PR #4135, opened 2021-05-01
Update E2E test Prometheus image to 2.26.0

yeya24:

Update E2E Prometheus image to 2.26.0 to enable some tests on new features like Exemplars.

## Changes

This upgrade breaks the rules API test because Prometheus has strict unmarshalling.

This pr updates the original test case:
1. Remove one of the rule files that Prometheus uses in the test case
2. Use a separate rules dir for Thanos Rulers and enable Rulers for rules evaluation
3. Update the response

### DIFF
--- a/test/e2e/rules_api_test.go
+++ b/test/e2e/rules_api_test.go
@@ -16,7 +16,9 @@ import (
 	"github.com/cortexproject/cortex/integration/e2e"
 	"github.com/pkg/errors"
 
+	http_util "github.com/thanos-io/thanos/pkg/http"
 	"github.com/thanos-io/thanos/pkg/promclient"
+	"github.com/thanos-io/thanos/pkg/query"
 	"github.com/thanos-io/thanos/pkg/rules/rulespb"
 	"github.com/thanos-io/thanos/pkg/runutil"
 	"github.com/thanos-io/thanos/pkg/store/labelpb"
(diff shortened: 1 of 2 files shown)


test/e2e/rules_api_test.go
```diff
@@ -33,42 +35,42 @@ func TestRulesAPI_Fanout(t *testing.T) {
...
-	r2, err := e2ethanos.NewRuler(s.SharedDir(), "rule2", rulesSubDir, nil, nil)
-	testutil.Ok(t, err)
-	testutil.Ok(t, s.StartAndWaitReady(r1, r2))
-
 	q, err := e2ethanos.NewQuerier(
 		s.SharedDir(),
 		"query",
-		[]string{sidecar1.GRPCNetworkEndpoint(), sidecar2.GRPCNetworkEndpoint(), r1.GRPCNetworkEndpoint(), r2.GRPCNetworkEndpoint()},
+		// TODO(yeya24): stop hardcoding the GRPC endpoints for rulers.
+		[]string{sidecar1.GRPCNetworkEndpoint(), sidecar2.GRPCNetworkEndpoint(), "rule-rule1:9091", "rule-rule2:9091"},
```
bwplotka, line 71: Why can't we use endpoint method?

test/e2e/rules_api_test.go
```diff
@@ -87,7 +104,7 @@ func TestRulesAPI_Fanout(t *testing.T) {
 	ruleAndAssert(t, ctx, q.HTTPEndpoint(), "", []*rulespb.RuleGroup{
 		{
 			Name: "example_abort",
-			File: "/shared/rules/rules-0.yaml",
+			File: "/shared/rules/rules.yaml",
```
bwplotka, line 107: weird...

bwplotka (commented):
Thanks, just small nits (:

test/e2e/rules_api_test.go
yeya24: If we use endpoints methods of rulers, we need to create and start them first. But to create rulers, we need the address of thanos query first. So either way, we need to hardcode the address for one component.

test/e2e/rules_api_test.go
yeya24: I separate the rule files for Prometheus and Thanos ruler. https://github.com/thanos-io/thanos/pull/4135/files#diff-043bcd9734d5ba38687c9b0199a81e047ff6f744e1b5351e6a3c9c8e96f446a9R42

test/e2e/rules_api_test.go
yeya24: Any comment about this?

bwplotka: Well, I wonder if we can improve the framework for this approach. It sounds quite common. 🤔 Right now we put TODO but there is literally no idea how to solve it 🙈

test/e2e/rules_api_test.go
bwplotka: Ah, makes sense, Thanks

bwplotka (approved):
LGTM, but I would love to think about solution for hardcoding in this PR, otherwise this pattern will spread like a virus (: 

Thanks! Would you have time to help?

test/e2e/rules_api_test.go
yeya24: Fixed. PTAL

yeya24:
Is it good to go?

kakkoyun (approved):
LGTM 🚀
==========
What to produce >>
Reproduce, exactly and without additions, the run of lines from the start of the listing above to the line bearing "This upgrade breaks", inclusive.

Worked solution >>
PR #4135, opened 2021-05-01
Update E2E test Prometheus image to 2.26.0

yeya24:

Update E2E Prometheus image to 2.26.0 to enable some tests on new features like Exemplars.

## Changes

This upgrade breaks the rules API test because Prometheus has strict unmarshalling.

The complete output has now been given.